The Death of God: The Culture of our Post-Christian Era
- First edition (publ. George Braziller)
- Author: Gabriel Vahanian
- Published: 1961
- ISBN: 9780807603604

= The Death of God =

1961 book by Gabriel Vahanian

The Death of God is a 1961 book by Gabriel Vahanian, a part of the discussion of death of God theology during the period.

== Contents ==

In the book, Vahanian observes that many people in his era regarded the Christian God to be irrelevant to their situation. He describes that Christianity, and particularly theism, was not resonating with people. One explanation given for this is that the Christian God is too transcendent, whereas people in his day were largely focused on the practical worldly goals.

The book describes the process of secularization, namely, how society has steadily removed God from its institutions. Vahanian contends that the apparent religiosity of the 1950s obscures many from recognizing this process.

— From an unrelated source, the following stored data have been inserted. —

PR #142, opened 2026-09-05
[fix] Rebuild compatible Hyprland dependencies for factory images

Fail-Safe:
Fresh ARM64 factory builds cannot resolve the rolling repository's mixed aquamarine ABIs: the pinned Hyprland needs `libaquamarine.so=13`, while the current Hyprtoolkit needs `.so=14`.

This rebuilds aquamarine 0.14 and Hyprtoolkit 0.5.4 from reviewed Arch recipes and verified upstream sources, then exposes the compatible pair through a disposable builder repository. Hyprtoolkit uses package release `6.1` to distinguish the rebuild. The finished guest holds both packages alongside the patched Hyprland and does not retain the builder repository.

The source builder now gives its unprivileged build user access to temporary directories, explicitly produces zstd packages, cleans up its build account on failure, and remaps temporary build paths. Library hashes are verified before packages enter the repository. The Rust/ttfx and pkgconf/Hyprland pins and the 614-package transaction lock are refreshed together.

Validation:
- [CI passes on `3f7ec01`](https://github.com/omacom/try-omarchy/actions/runs/34285303029).
- Full `make test` passes with the Xcode toolchain, including new regression tests for the compatible pair, missing archives, and guest/builder package holds.
- Independent source rebuilds reproduce the aquamarine and Hyprtoolkit library hashes; the rebuilt ttfx matches its reviewed hash.
- Full `make build` passes with a new, empty guest-work volume. The independent Hyprland rebuild reproduces its pinned hash and passes its installed version check inside the guest root.
- The app passes strict code-signature validation and the macOS 15 compatibility check.
- An isolated ephemeral VM boots kernel 7.2.3-2, renders first-run setup, and reaches the graphical desktop after setup. The tester completed setup and supplied a screenshot confirming the rendered panel, wallpaper, and welcome notifications. QMP screenshots remain black with the accelerated display, so visual confirmation used the supplied screenshot.

Fixes #171 and extends the factory-build work discussed in #134.

PR #136, opened 2026-09-04
[fix] Hold aquamarine with the pinned Hyprland ABI

Fail-Safe:
## Summary
- Fixes https://github.com/omacom/try-omarchy/issues/134: Omarchy updates fail when pacman tries to install `aquamarine 0.15.0-2` (`libaquamarine.so=14`) while `IgnorePkg` keeps the patched Hyprland that still requires `libaquamarine.so=13`.
- Add `aquamarine` to the existing kernel/Hyprland `IgnorePkg` hold and document the ABI coupling.
- Extend the guest contract test to require the new hold.

## Test plan
- [x] `python3 guest/tests/verify.py`
- [ ] Fresh or reset guest: confirm `/etc/pacman.conf` (via restored `/usr/share/try-omarchy/pacman.conf`) lists `aquamarine` on `IgnorePkg`
- [ ] Run Omarchy update and confirm it no longer fails on the aquamarine / hyprland SONAME conflict

**Note for existing VMs:** this lands in new/reset guest images. Already-provisioned disks still have the old baked `pacman.conf`; they can add `aquamarine` to `IgnorePkg` in both `/usr/share/try-omarchy/pacman.conf` and `/etc/pacman.conf` (or reset) until they pick up a new image.

PR #192, opened 2026-09-11
[fix] Refresh the factory lock for available ARM packages

Fail-Safe:
Factory builds stop before package installation when the rolling ARM repository transaction differs from the checked-in lock. Refresh the lock against current upstream v0.4.0 (`7c7acee`) and current repository metadata.

## Changes

Only seven package versions differ from current `main`:

- `libadwaita`: `1:1.9.3-1` to `1:1.9.4-1`
- `libde265`: `1.1.2-1` to `1.1.3-1`
- `libtirpc`: `1.3.7-1` to `1.3.8-1`
- `linux-aarch64` and `linux-aarch64-headers`: `7.2.5-1` to `7.2.6-1`
- `qt6-declarative`: `6.11.2-1` to `6.11.2-2`
- `tzdata`: `2026c-1` to `2026d-1`

The reviewed Hyprland, Aquamarine, Hyprtoolkit, and Mesa versions remain unchanged. The package list, build specification, and ABI pins are unchanged from current `main`. This changes the factory-image transaction only; it does not update existing VM disks.

## Validation of this revision

- Generated the lock with the project refresh command using fresh isolated repository databases and source rebuilds of the reviewed ABI packages.
- Full `make test` passed: 107 guest tests, 268 native tests, launcher/network/storage checks, and 14 disk-resize tests. The optional virtio-pinch guest ABI test was skipped because no test runtime binary was supplied.

- Built the complete factory guest from a brand-new empty package/source work volume. Package integrity checks, source-built ABI packages, the expected patched Hyprland binary hash, final filesystem checks, image compression, and manifest generation passed.
- This refresh did not rebuild the QEMU runtime, package a new Mac app, or boot the resulting factory image. A fresh-image first-boot check remains release qualification.

Rolling repositories can change again; this refresh restores the transaction available during validation rather than providing a permanent package archive.


jtavin-smp:
Heads up that a fresh refresh no longer resolves, as of today. This lock was generated on 2026-09-15 and CI only checks the lock against `packages.txt` and the spec, never re-running a live resolve, so a green check here does not mean the refresh command still works.

Running `guest/build-container.sh --refresh-package-lock` now fails at the resolve step:

```
:: unable to satisfy dependency 'libaquamarine.so=14-64' required by hyprland
error: failed to prepare transaction (could not satisfy dependencies)
```

Arch Linux ARM `aarch64/extra` today:

| Package | Version | aquamarine soname |
| --- | --- | --- |
| `aquamarine` | 0.15.0-2 | provides `.so=14` |
| `hyprland` | **0.56.2-3** | requires `.so=14` |
| `hyprtoolkit` | 0.5.4-6 | requires `.so=14` |

Upstream is now self-consistent on `.so=14`. The factory is not: `spec.json` pins `abiPackagePins` at `aquamarine 0.14.0-2` (`.so=13`) with `hyprtoolkit 0.5.4-6.1` rebuilt against it, and `supplyChain.omarchy.packages.hyprland` expects `0.56.1-3`, which ALARM no longer carries. `hyprland` is not an ABI pin and is not held during a factory build, so it resolves to 0.56.2-3 and demands the `.so=14` the pinned aquamarine cannot provide.

The 0.14 pin was the right call when ALARM's Hyprland needed `.so=13` (#136, #142). Now that Hyprland has moved, the pin is what blocks resolution rather than what protects it.

I verified this is not specific to any one branch: the same refresh fails identically with an unmodified `main` package list, so it is not caused by a package being added. Practically it blocks any PR that has to relock — #218 is stuck on it.

I have not proposed a fix here because dropping the ABI pins also means re-checking that `patches/hyprland/rounded-border-coverage.patch` still applies to 0.56.2 and that the reviewed Hyprtoolkit rebuild is still wanted, which seems like a maintainer call rather than something to slip into an unrelated PR.

themartiano:
Closing cuz had to updated to build other PRs, we have to solve this eventually. Will take a look once PRs are handled.
Thanks anyway.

The book criticized efforts to modernize Christianity, such as Norman Vincent Peale's 1952 best-seller, The Power of Positive Thinking, which Vahanian asserted reduced Christianity to "a tool for success." Instead, Vahanian argued that faith was for coping with suffering, developing the conscience, and confronting doubts about God. The book claimed that Peale and Billy Graham had "domesticated" Christianity and its God.

The book includes a religious critique of existentialism.